··· Data excerpts ···

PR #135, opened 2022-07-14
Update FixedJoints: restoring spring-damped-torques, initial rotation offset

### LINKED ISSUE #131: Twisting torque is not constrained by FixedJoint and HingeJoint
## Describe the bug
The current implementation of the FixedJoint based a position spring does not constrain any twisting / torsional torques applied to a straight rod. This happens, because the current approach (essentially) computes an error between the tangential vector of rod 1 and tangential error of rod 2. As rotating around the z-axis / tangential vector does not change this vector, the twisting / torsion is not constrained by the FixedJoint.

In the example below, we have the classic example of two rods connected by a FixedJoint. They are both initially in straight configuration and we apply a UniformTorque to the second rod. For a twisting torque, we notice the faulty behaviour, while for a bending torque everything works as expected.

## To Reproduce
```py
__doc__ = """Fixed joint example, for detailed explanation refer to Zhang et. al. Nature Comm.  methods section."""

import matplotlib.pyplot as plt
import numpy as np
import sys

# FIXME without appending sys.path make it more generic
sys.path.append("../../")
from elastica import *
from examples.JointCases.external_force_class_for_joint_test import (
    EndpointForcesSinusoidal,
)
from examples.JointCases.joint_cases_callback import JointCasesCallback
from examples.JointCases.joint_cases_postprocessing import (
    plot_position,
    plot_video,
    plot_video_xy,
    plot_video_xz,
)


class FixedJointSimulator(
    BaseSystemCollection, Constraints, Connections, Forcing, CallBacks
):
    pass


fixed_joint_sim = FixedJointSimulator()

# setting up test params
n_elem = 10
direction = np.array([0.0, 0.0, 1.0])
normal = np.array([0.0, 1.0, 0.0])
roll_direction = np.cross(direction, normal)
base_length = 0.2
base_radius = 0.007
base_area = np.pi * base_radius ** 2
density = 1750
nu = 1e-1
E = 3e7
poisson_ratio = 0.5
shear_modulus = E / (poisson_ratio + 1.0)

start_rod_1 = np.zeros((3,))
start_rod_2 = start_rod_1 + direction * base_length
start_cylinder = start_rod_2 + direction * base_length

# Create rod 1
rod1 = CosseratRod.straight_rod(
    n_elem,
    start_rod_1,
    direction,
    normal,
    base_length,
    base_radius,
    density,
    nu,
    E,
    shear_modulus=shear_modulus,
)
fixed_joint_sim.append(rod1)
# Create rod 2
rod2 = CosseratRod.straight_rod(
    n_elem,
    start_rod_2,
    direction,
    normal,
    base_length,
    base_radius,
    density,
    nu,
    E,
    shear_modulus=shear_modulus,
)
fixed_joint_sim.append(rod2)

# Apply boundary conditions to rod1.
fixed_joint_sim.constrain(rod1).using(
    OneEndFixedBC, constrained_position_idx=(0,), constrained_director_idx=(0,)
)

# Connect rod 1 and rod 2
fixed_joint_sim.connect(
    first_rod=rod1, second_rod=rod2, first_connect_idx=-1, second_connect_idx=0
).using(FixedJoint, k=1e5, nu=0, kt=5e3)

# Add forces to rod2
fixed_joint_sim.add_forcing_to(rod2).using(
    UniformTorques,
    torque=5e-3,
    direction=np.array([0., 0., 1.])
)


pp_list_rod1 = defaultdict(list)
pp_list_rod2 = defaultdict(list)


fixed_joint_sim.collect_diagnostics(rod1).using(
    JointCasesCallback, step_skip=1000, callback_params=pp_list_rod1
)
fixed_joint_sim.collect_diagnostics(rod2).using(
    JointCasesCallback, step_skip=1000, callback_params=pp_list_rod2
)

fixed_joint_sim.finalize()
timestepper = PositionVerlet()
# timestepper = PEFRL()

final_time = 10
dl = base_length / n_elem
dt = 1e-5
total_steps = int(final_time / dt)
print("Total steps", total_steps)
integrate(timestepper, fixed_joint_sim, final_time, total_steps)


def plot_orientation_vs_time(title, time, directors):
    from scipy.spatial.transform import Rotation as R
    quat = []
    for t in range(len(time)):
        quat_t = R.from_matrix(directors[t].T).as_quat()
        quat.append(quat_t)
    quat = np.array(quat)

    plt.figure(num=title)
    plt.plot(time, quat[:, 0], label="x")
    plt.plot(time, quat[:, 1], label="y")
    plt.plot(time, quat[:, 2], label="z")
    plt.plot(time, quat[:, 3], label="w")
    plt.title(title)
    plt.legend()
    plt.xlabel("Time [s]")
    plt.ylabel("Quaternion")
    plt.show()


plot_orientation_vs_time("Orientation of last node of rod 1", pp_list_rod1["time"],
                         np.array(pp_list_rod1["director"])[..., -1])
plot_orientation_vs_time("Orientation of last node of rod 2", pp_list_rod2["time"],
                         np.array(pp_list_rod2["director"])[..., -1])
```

···

Task objective –
For the material above, state the number of lines that include the word "title". Leave out everything else.

Solution to this problem –
3